Why do I prefer two stand alone systems providing redundant network services over a single HA unit? Devices redundant power, RE’s and line cards, but with a shared management plane are still susceptible to risk of incorrect configuration causing a service interruption. Switch Stacks, Virtual-Chassis, VSS and what ever other similar technology all suffer from this problem. I would rather a technology such as Multi-Chassis Link Aggregation, Virtual Port Channels, or even utilising VRRP/HSRP or anycasted Services to provide the desired network redundancy. Sometimes this is “harder”, but again – This is what you pay me for 🙂

Mop and bucket

While I know that I am pre-disposed to the negative and pessimistic tendencies and views, but am I the only one who feels that “Worst Case Scenario Thinking” is one of the prime reasons people pay us? My wife could easily plug in a couple of cables and “make intarwebz happen”, as is proven by the millions of home users CPE, but true network design and redundancy comes from thinking about the worst that can happen and how to mitigate against these risks.

Im curious as to the thoughts of those of you out there.

Like this Article? Share it!

About The Author

Kurt is a Network Engineer based out of Sydney Australia. He a the Senior Network Engineer at ICT Networks where he spends his time building Service Provider networks, and enterprise WAN environments. He holds his CCNP and JNCIE-ENT, and currently studying for his JNCIE-SP and CCIE R&S. Find out more about Kurt at http://network-janitor.net/ and you can follow him on Twitter.
  • DC STP free 🙂 LACP everywhere.

    Access, spanning tree on.

    I agree need to cater for worst case scenarios, but I am not a fan of designing for incopitence where only professionals should have access.

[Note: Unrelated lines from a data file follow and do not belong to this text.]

Issue #1574, opened 2020-02-28
Icons are inconsistent


fourtf:
**Describe the bug**
The icons in the main UI are inconsistent. The screenshot below are showing 4 different ways of drawing icons:
- Custom drawn, well scaling icons (Settings and User)
- Tab '+' button, which is made of 1px lines - fixed in https://github.com/Chatterino/chatterino2/pull/6371
- Split kebab menu is a PNG - fixed in https://github.com/Chatterino/chatterino2/pull/6372
- Split '+' button is a PNG - fixed in https://github.com/Chatterino/chatterino2/pull/6349
- Moderation sword which is also a png but has a border - fixed in https://github.com/Chatterino/chatterino2/pull/6398
- Emote icon is an svg, which scales well but is drawn pixelated - fixed in #6080 

**Screenshots**
![image](https://user-images.githubusercontent.com/6320036/75578404-12641600-5a64-11ea-8ac0-b40402b5ce46.png)

![image](https://user-images.githubusercontent.com/6320036/75578534-4808ff00-5a64-11ea-87df-c362cc1173b5.png)

**Additional information**
The solution should draw high quality at all scales.

pajlada:
Fixed in https://github.com/Chatterino/chatterino2/pull/6371 https://github.com/Chatterino/chatterino2/pull/6372 https://github.com/Chatterino/chatterino2/pull/6349 https://github.com/Chatterino/chatterino2/pull/6398 #6080 
 (and maybe some more PRs I haven't listed)

PR #6349, opened 2025-07-20
fix: split header "add split" button inconsistency

pajlada:
This button was previously a PNG with a background.

With this change, I have added a new type of Button which intends to draw primitive shapes using configured colors, line thicknessess, and padding.

For this change, I have only implemented the plus button (which is pretty similar to the NotebookButton plus painting).

Works towards solving the meta issue of https://github.com/Chatterino/chatterino2/issues/1574

Previously, I attempted to use an SVG for this but it did not end up good enough.

### DIFF
--- a/src/widgets/buttons/DrawnButton.cpp
+++ b/src/widgets/buttons/DrawnButton.cpp
@@ -1,0 +1,108 @@
+#include "widgets/buttons/DrawnButton.hpp"
+
+#include "singletons/Theme.hpp"
+
+#include <QPainter>
+
+namespace chatterino {
+
+DrawnButton::DrawnButton(Type type_, Options options, BaseWidget *parent)
+    : Button(parent)
+    , foreground(this->theme->messages.textColors.system)
+    , foregroundHover(this->theme->messages.textColors.regular)
+    , basePadding(options.padding)
+    , baseThickness(options.thickness)
+    , type(type_)
+{
+    this->setContentCacheEnabled(true);
+}
+
+void DrawnButton::setBackground(QColor color)
+{
+    this->background = color;
+    this->invalidateContent();
+}
+
+void DrawnButton::setBackgroundHover(QColor color)
+{
+    this->backgroundHover = color;
+    this->invalidateContent();
+}
+
+void DrawnButton::setForeground(QColor color)
+{
+    this->foreground = color;
+    this->invalidateContent();
+}
+
+void DrawnButton::setForegroundHover(QColor color)
+{
+    this->foregroundHover = color;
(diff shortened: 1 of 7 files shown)


src/widgets/buttons/DrawnButton.cpp
```diff
@@ -0,0 +1,108 @@
...
+
+DrawnButton::DrawnButton(Type type_, Options options, BaseWidget *parent)
+    : Button(parent)
+    , foreground(this->theme->messages.textColors.system)
+    , foregroundHover(this->theme->messages.textColors.regular)
+    , basePadding(options.padding)
+    , baseThickness(options.thickness)
+    , type(type_)
+{
+    this->setContentCacheEnabled(true);
```
Nerixyz, line 13: Not sure if we even need this here, but I guess it doesn't hurt.

src/widgets/buttons/DrawnButton.cpp
```diff
@@ -0,0 +1,108 @@
...
+            painter.setPen(pen);
+
+            auto innerSize = this->rect().size();
+            innerSize.setHeight(innerSize.width());
+            QRect inner;
+            inner.setSize(innerSize);
+            inner.moveCenter(this->rect().center());
+
+            int padding = static_cast<int>(
+                static_cast<float>(this->basePadding) * this->scale());
```
Nerixyz: The thickness is rounded, but the padding isn't. Is that intended? Also, for future types, it might be helpful to move these to a separate method.

src/widgets/buttons/DrawnButton.cpp
pajlada: Yeah I didn't run any benchmarks for whether caching was worth it or not, my thinking was that it probably won't hurt enough to have the content cache flag enabled to matter.

src/widgets/buttons/DrawnButton.cpp
pajlada: Padding and line thickness were moved to private methods in [`bb22455` (#6349)](https://github.com/Chatterino/chatterino2/pull/6349/commits/bb224555976d22d7be4e27fc330440da1638bc18)

I made padding round in [`8266638` (#6349)](https://github.com/Chatterino/chatterino2/pull/6349/commits/8266638363143dd318d92d3d017c8a234682f828)

pajlada:
I made one more change that wasn't technically necessary, changing the width of the "add split" button from ~17.5px to 16px. The 16px matches the scrollbar's full width, which I think looks nicer.

image

pajlada:
image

  • You know why we design for worst case scenarios? It is because we care. We are passionate. We want the best. Networks are a foundation fundamental that needs to be right. Get it wrong? It cracks and all the layers placed upon it (VMware, Application, pewpew) crumble. As does your job.

  • Yes, simple physical redundancy beats complex systems. Complex systems have complex failures.

  • Ethan Banks

    It's always about the worst case scenarios. Why? Because they happen. And because they happen, and because the IT infrastructure halts when the network is unavailable, businesses need to think about how best to keep the network alive.

    I believe the network is unique in the IT space because of its all-pervasive nature. There not an app a business needs that can run effectively without the network. Period. That makes the network (arguably) the single most important element in a corporation's IT infrastructure. Lose a server or service? Other servers and services continue. Lose a storage shelf? Probably a bigger impact than a server, but still not the end of the world. Lose the network? Business stops.

    So, can planning for the worst-case scenario go too far? I'm sure it can. There's only so much money available in a budget, and only so much complexity that a design can tolerate before it becomes inherently more failure-prone. But someone telling me, "Don't worry about that," is just proving that they don't understand the risk implied by network downtime.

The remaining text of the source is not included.